# [Aim of the task]
Restate word for word the lines that begin the listing and end with the line holding "This PR moves".

# [Source data]
• • • • • • •

PR #4561, opened 2021-10-29
Move src/test-utilities to tests/utilities

BPScott:

Following on from #4559, aiming to reduce the usage of bespoke absolute imports.

Test utilities are the only thing that are ok to use an absolute import, but it should be something relative to the root of the project rather than requiring a custom path. This removes the need for a custom path in tsconfig.

This PR moves the `src/test-utilities` folder to `tests/utilities` and updates all imports from `test-utilities` to 
`tests/utilities`.

The custom `test-utilities` path is removed from tsconfig.json.
The custom `test-utilities` path is removed in the jestModuleMappers and replaced with a mapping for the `tests` folder.


alex-page (approved):
Amazing. Thanks Ben!

PR #4571, opened 2021-11-04
[ActionList] remove vertical padding from wrapping div

mattkubej:

Addresses: https://github.com/Shopify/polaris-react/issues/4570

Removes the vertical padding of the `<ActionList />` to provide a more compact aesthetic.

Removes padding attribute from the top-level element of `<ActionList />`. 

Horizontal padding was set to 0 and only the vertical padding was set. So, I removed the padding attribute, so we have no padding set.

**Before**
action-list-before

**After**
action-list-after


ghost:

alex-page (approved):
Thanks @mattkubej

mattkubej:
We did a quick triage and found that the only component that does not use ActionList within a Popover is “Crop and rotate”

As highlighted here:
https://github.com/Shopify/shopify/issues/320053#issuecomment-959797165

dfmcphee (approved):

chloerice (approved):
:shipit:

ghost:
🎉 Thanks for your contribution to Polaris React!

PR #4572, opened 2021-11-04
[Stack] Revert not empty item css

### LINKED ISSUE #4560: [Stack] Vertical alignment is off
## Issue summary

[Screencast](https://screenshot.click/screencast_2021-10-29_16-36-23.mp4)

I think this stems from some specificity that was added [here](https://github.com/Shopify/polaris-react/pull/4556/files#diff-12888031b1f0e16bf9d7ee02978c37cbdfd6b64f8912ad164ab1cc51410fd538R10)

It's overriding `margin-left: spacing(none)` [here](https://github.com/Shopify/polaris-react/blob/main/src/components/Stack/Stack.scss#L103-L106)

Context as to why `:not(:empty)` was added can be found [here](https://github.com/Shopify/polaris-react/issues/1890)

kyledurand:

Fixes https://github.com/Shopify/polaris-react/issues/4560

Reverts the change added here: https://github.com/Shopify/polaris-react/pull/4556/files#diff-12888031b1f0e16bf9d7ee02978c37cbdfd6b64f8912ad164ab1cc51410fd538R10

We've decided to ditch this effort for now and rely on consumers to render `Stack.Items` only if their content is not null in the same way we do with `Cards` and `Layout.Sections`

### DIFF
--- a/UNRELEASED.md
+++ b/UNRELEASED.md
@@ -11,6 +11,7 @@ Use [the changelog guidelines](https://git.io/polaris-changelog-guidelines) to f
 ### Bug fixes
 
 - Removed extraneous space in `MediaCard` when card has no actions ([#4538](https://github.com/Shopify/polaris-react/pull/4538))
+- Fixed a bug in `Stack` where vertical spacing was off ([#4572](https://github.com/Shopify/polaris-react/pull/4572))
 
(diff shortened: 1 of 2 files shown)


chloerice (approved):
🚀

PR #4576, opened 2021-11-05
Fix deadlinks to 'Versioning and changelog' documentation

brooksilg:

The problem: There are 2 `git.io` links that are outdated and are now deadlinks to what should be the `Versioning and changelog` documentation file.

This PR replaces those dead links with relative links to the intended documentation.


chloerice (approved):
Thank you @brooksilg!! 🚀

• • • • • • •

# [Solution for this exercise]
PR #4561, opened 2021-10-29
Move src/test-utilities to tests/utilities

BPScott:

Following on from #4559, aiming to reduce the usage of bespoke absolute imports.

Test utilities are the only thing that are ok to use an absolute import, but it should be something relative to the root of the project rather than requiring a custom path. This removes the need for a custom path in tsconfig.

This PR moves the `src/test-utilities` folder to `tests/utilities` and updates all imports from `test-utilities` to 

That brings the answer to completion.